PR #42, opened 2016-04-11
Update readme and copyright

### LINKED ISSUE #5: specfile C library license is LGPL v2
Can we change it to MIT?
Otherwise, add an entry for it in copyright file to remember it.

### LINKED ISSUE #20: Readme is empty
The chosen abstract (single liner) is:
════════════════════
--- HOW TO COMPLETE THIS TASK ---
Reproduce the data above in full, keeping it exactly the same.

--- WRITTEN ANSWER ---
PR #42, opened 2016-04-11
Update readme and copyright

### LINKED ISSUE #5: specfile C library license is LGPL v2
Can we change it to MIT?
Otherwise, add an entry for it in copyright file to remember it.

### LINKED ISSUE #20: Readme is empty
The chosen abstract (single liner) is:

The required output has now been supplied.